別府観光港からクルマを飛ばせば30分で湯布院にたどり着いてしまう。だけど、別府にせっかく来たのだ、あわてることはない。まずは九州横断道路沿いにある「ホテルサンバリー」へ。関西汽船でやってきたお客さんだけの特典「展望温泉+朝食バイキングのサービス(休憩室も用意してもらって1800円なり)」をゆっくり堪能しようではないか。眼下に広がる別府湾と先ほどまで乗っていたさんふらわあを眺めながらの朝風呂は実に清々しい。
真向かいにあるサンバリーアネックスでの朝食バイキングで腹ごしらえをしたら、いよいよドライブ開始!NHKが募集した「21世紀に残したい日本の風景」で富士山に次いで全国2位に輝いた別府温泉の湯けむりを「湯けむり展望台」から眺め、鉄輪温泉の地獄めぐりをどうぞ。入浴だけではない温泉の神秘を体感できる。ここから湯布院までは大分自動車道を利用する手もあるが、まずは九州横断道路をそのまま走ってほしい。青々とした緑におおわれた高原とそれを見下ろす由布岳の雄大な風景に車を止めずにはいられないから。
NHK朝の連続テレビ小説「風のハルカ」の舞台に選ばれたことで、ますます人気まった湯布院。細い道が多いので、クルマを駐車場に置いてぶらぶら散策するのが一番。辻馬車や人力車で風情のある町並みや田園風景のなかをめぐるのもいい。
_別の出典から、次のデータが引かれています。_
PR #152, opened 2023-10-05
`format_expression` changes

chlebowa:
fruits of a fruitful discussion


tests/testthat/test-utils.R
```diff
@@ -60,5 +17,49 @@ testthat::test_that("format expression concatenates results of remove_enclosing_
...
     })
   )
-  expect_equal(format_expression(code_list), c("x <- 1", "y <- 1", "z <- 1"))
+  expect_equal(format_expression(code_list), c("x <- 1", "y <- 1\nz <- 1"))
+})
+
+
+# lang2calls ------------------------------------------------------------------------------------------------------
+
+testthat::test_that("format_expression returns expression/calls into characters without curly brackets", {
```
chlebowa, line 26:
```suggestion
testthat::test_that("format_expression turns expression/calls into character strings without curly brackets", {
```

tests/testthat/test-utils.R
```diff
@@ -60,5 +17,49 @@ testthat::test_that("format expression concatenates results of remove_enclosing_
...
+      return(x)
+    }
+  )
+
+  testthat::expect_identical(format_expression(expr1), "i <- iris\nm <- mtcars")
+  testthat::expect_identical(format_expression(expr2), c("i <- iris", "m <- mtcars"))
+  testthat::expect_identical(format_expression(expr3), c("expression(i <- iris)", "expression(m <- mtcars)"))
+  testthat::expect_identical(format_expression(cll1), c("i <- iris", "m <- mtcars")) # FAILS
+  testthat::expect_identical(format_expression(cll2), c("i <- iris", "m <- mtcars"))
+  testthat::expect_identical(
```
chlebowa, line 61: I thought they would all be `"i <- iris\nm <- mtcars"` :thinking: 
Will have a look tomorrow.

chlebowa:
`lang2calls` will enter an endless recursive loop if it encounters a string (and possibly other atomic vectors).
It needs either an assertion on `x` being `language`, which we don't want because we want to allow lists of calls, etc., or an exit condition like `if (is.atomic(x)) return(x)` at the very beginning. Or something else.

m7pr (approved):

m7pr:
@chlebowa I did provide `if (is.atomic(x)) return(x)` in `lang2calls` - thanks for the mentoring, help and the updates of tests. I will merge to the feature branch of code parser

PR #153, opened 2023-10-06
Introduce teal_data class

gogonzo:
Couple of fixes needed to use qenv in other packages:

Skärmavbild 2023-10-06 kl  10 43 48

https://cran.r-project.org/doc/manuals/R-exts.html#Namespaces-with-S4-classes-and-methods


pawelru:
Please add NEWS

vedhav (approved):
LGTM

chlebowa:
`methods::new` is no longer needed then, is it?

gogonzo:
> methods::new is no longer needed then, is it?
True. Not needed, but not suggested to do otherwise neither

Issue #150, opened 2023-10-04
[Question]: Should we clean the documentation of new_qenv?


m7pr:
Described in here https://github.com/insightsengineering/teal.code/pull/146#pullrequestreview-1654732556

chlebowa:
Speaking as the author of the original comment, I believe we should.
I would add `within` there as well, once #149 is merged.

m7pr:
@chlebowa should I rename to `qenv` instead of `new_qenv`. Is this issue stil valid?

chlebowa:
> @chlebowa should I rename to `qenv` instead of `new_qenv`. Is this issue stil valid?

No!

PR #156, opened 2023-10-24
145 create qenvs empty

### LINKED ISSUE #145: Don't allow to specify initial env and a code
`qenv` is a low level reproducibility tool. To make things simple as possible let's skip the case where we initialize `qenv` with specific `env` and `code`. Such "break" should be implemented only in the classes which inherit from `qenv`. Thanks to this `qenv` will be simpler and more robust.

chlebowa:
Closes #145 

I suggest we take this opportunity to also do #150


R/qenv-constructor.R
```diff
@@ -1,66 +1,21 @@
...
-#' @rdname new_qenv
-#' @export
-setMethod(
-  "new_qenv",
-  signature = c(code = "missing", env = "missing"),
-  function(env, code) {
-    new_qenv(env = env, code = code)
-  }
-)
+new_qenv <- function() {
```
m7pr, line 17: @gogonzo @chlebowa what about renaming to just `qenv()`?

gogonzo: +1

gogonzo: Feel free to do this in this PR - but please deprecate `new_qenv` with relevant message.

m7pr: Should we also deprecate parameters? Even though we are fine with a breaking change, we could warn that implementation does not use them at all.

```
new_qenv <- function(code, env) {
lifecycle::deprecate_warn("0.4.1.9006", "new_qenv(code)")
lifecycle::deprecate_warn("0.4.1.9006", "new_qenv(env)")

...

}
```

chlebowa: I didn't know that was even on the table :exploding_head:

m7pr:
Should we update NEWS + bump version, so that maybe there is a way to display info on deprecations https://github.com/insightsengineering/teal.code/pull/156/files#r1376050705?

R/qenv-constructor.R
gogonzo: `teal.code` is already on CRAN, so it is a must.

m7pr: deprecation of `new_qenv()` in favour of `qenv()` should be enough

chlebowa: Note that _renaming_ the constructor rather than just changing its arguments will have to be reflected in `teal.data` and possibly in other places.

m7pr: Yeah, there is plenty of places probably. would you like me to help with that?

R/qenv-constructor.R
```diff
@@ -2,20 +2,90 @@
...
+
+#' @export
+setMethod(
+  "new_qenv",
+  signature = c(env = "environment", code = "character"),
+  function(env, code) {
+    new_env <- rlang::env_clone(env, parent = parent.env(.GlobalEnv))
+    lockEnvironment(new_env, bindings = TRUE)
+    if (length(code) > 0) code <- paste(code, collapse = "\n")
+    id <- sample.int(.Machine$integer.max, size = length(code))
```
m7pr, line 67: @chlebowa should we put a deprecatnion statement in here?

```r
lifecycle::deprecate_warn("version", "new_qenv()", "qenv()")
```

R/qenv-constructor.R
chlebowa: Let's change the modules first, maybe then it only be `teal.data`.

R/qenv-constructor.R
chlebowa: I put one in the generic.

chlebowa:
Great catch @pawelru :clap:

pawelru:
1. There is one more `new_quenv` in docs: https://github.com/insightsengineering/teal.code/blob/7ba3f541b7f816174a8f9fe406a0b89867c9c35f/R/qenv-replace_code.R#L16
2. Please add NEWS entry. It's a big change.

tests/testthat/test-qenv_concat.R
```diff
@@ -1,21 +1,23 @@
 testthat::test_that("Concatenate two identical qenvs outputs", {
-  env <- new.env()
-  env$iris1 <- iris
-  q1 <- new_qenv(quote(iris1 <- iris), env = env)
+  q <- qenv()
+  q1 <- eval_code(q, quote(iris1 <- iris))
   q2 <- q1
 
   q <- concat(q1, q2)
```
pawelru, line 6: To avoid re-definition

```suggestion
  q0 <- qenv()
  q1 <- eval_code(q0, quote(iris1 <- iris))
  q2 <- q1

  q <- concat(q1, q2)
```

R/qenv-constructor.R
```diff
@@ -1,24 +1,52 @@
...
-#' @name new_qenv
+#' Create an empty `qenv` object.
 #'
-#' @param code (`character(1)` or `language`) code to evaluate. Accepts and stores comments also.
-#' @param env (`environment`) Environment being a result of the `code` evaluation.
+#' `qenv()` instantiates a `qenv` with an empty environment.
+#' Any changes must be made by evaluating code in it with `eval_code` or `within`, thereby ensuring reproducibility.
+#'
+#' `new_qenv()` can instantiate a `qenv` object with data in the environment and code registered.
+#' This method is deprecated.
```
gogonzo, line 9: Let's not give user a room to think for a second that this method could be used for something.
 
```suggestion
#' `new_qenv()` (deprecated) could instantiate a `qenv` object with data in the environment and code registered.
```

gogonzo (approved):
Clean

湯布院から別府への途中には「城島後楽園ゆうえんち」、ちょっと足をのばせば「ハーモニーランド」と家族で楽しめるスポットがいっぱい。野生動物と触れ合いたいなら「アフリカンサファリ」がある。また、別府観光港と大分港沿いを走る国道10号線を南下すれば、いま話題のスポット「大分マリーンパレス水族館うみたまご」も近い。うみたまごと隣接する高崎山自然動物公園ではサルと遊ぼう。そして1泊2日の温泉三昧と盛りだくさんのスポット見学で疲れたら、帰路のフェリー展望風呂で一息つくのもいい。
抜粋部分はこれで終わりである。